**Exercise goal:** From the entries that follow, reproduce exactly and only the lines from the line with "Release fixes for 2.0.3" to the line with "shreyakhajanchi: will look", endpoints included.

**Given data:**
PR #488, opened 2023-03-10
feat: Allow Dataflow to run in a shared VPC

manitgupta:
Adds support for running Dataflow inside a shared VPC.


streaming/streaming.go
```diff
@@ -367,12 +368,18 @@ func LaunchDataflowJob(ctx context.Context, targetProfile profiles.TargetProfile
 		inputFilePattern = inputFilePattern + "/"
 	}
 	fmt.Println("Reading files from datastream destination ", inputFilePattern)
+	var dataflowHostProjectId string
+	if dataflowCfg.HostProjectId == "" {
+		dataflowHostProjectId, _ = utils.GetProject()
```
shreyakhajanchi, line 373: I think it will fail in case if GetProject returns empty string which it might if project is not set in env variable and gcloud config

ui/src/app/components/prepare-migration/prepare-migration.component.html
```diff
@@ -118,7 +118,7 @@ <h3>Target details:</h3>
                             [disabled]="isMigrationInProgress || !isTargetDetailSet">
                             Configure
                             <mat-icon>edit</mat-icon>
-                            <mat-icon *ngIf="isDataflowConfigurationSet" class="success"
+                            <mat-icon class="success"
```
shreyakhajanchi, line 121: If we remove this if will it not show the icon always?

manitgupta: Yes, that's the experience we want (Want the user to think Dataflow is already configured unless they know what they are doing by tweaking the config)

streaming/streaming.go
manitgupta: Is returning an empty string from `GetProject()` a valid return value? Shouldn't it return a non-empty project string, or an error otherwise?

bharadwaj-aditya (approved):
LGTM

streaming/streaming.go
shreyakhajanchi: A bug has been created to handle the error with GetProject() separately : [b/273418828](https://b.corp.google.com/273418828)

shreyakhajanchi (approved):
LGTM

==

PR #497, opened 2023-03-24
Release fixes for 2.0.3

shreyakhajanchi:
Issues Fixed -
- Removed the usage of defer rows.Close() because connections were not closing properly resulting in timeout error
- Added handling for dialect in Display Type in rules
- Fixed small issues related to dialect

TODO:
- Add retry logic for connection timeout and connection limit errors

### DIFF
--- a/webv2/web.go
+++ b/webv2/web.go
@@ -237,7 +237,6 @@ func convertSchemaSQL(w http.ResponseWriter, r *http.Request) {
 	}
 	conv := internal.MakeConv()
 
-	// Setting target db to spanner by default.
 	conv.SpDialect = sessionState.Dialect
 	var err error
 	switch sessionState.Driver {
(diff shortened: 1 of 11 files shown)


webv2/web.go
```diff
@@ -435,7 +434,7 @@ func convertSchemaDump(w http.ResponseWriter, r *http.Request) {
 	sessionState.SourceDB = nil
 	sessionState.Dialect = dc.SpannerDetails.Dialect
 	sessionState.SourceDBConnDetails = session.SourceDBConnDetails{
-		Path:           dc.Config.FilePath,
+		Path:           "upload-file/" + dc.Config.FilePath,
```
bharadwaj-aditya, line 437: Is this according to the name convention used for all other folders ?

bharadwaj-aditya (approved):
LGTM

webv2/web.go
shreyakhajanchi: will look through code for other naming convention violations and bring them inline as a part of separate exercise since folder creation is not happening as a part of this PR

**Solution to this problem:**
Release fixes for 2.0.3

shreyakhajanchi:
Issues Fixed -
- Removed the usage of defer rows.Close() because connections were not closing properly resulting in timeout error
- Added handling for dialect in Display Type in rules
- Fixed small issues related to dialect

TODO:
- Add retry logic for connection timeout and connection limit errors

### DIFF
--- a/webv2/web.go
+++ b/webv2/web.go
@@ -237,7 +237,6 @@ func convertSchemaSQL(w http.ResponseWriter, r *http.Request) {
 	}
 	conv := internal.MakeConv()
 
-	// Setting target db to spanner by default.
 	conv.SpDialect = sessionState.Dialect
 	var err error
 	switch sessionState.Driver {
(diff shortened: 1 of 11 files shown)


webv2/web.go
```diff
@@ -435,7 +434,7 @@ func convertSchemaDump(w http.ResponseWriter, r *http.Request) {
 	sessionState.SourceDB = nil
 	sessionState.Dialect = dc.SpannerDetails.Dialect
 	sessionState.SourceDBConnDetails = session.SourceDBConnDetails{
-		Path:           dc.Config.FilePath,
+		Path:           "upload-file/" + dc.Config.FilePath,
```
bharadwaj-aditya, line 437: Is this according to the name convention used for all other folders ?

bharadwaj-aditya (approved):
LGTM

webv2/web.go
shreyakhajanchi: will look through code for other naming convention violations and bring them inline as a part of separate exercise since folder creation is not happening as a part of this PR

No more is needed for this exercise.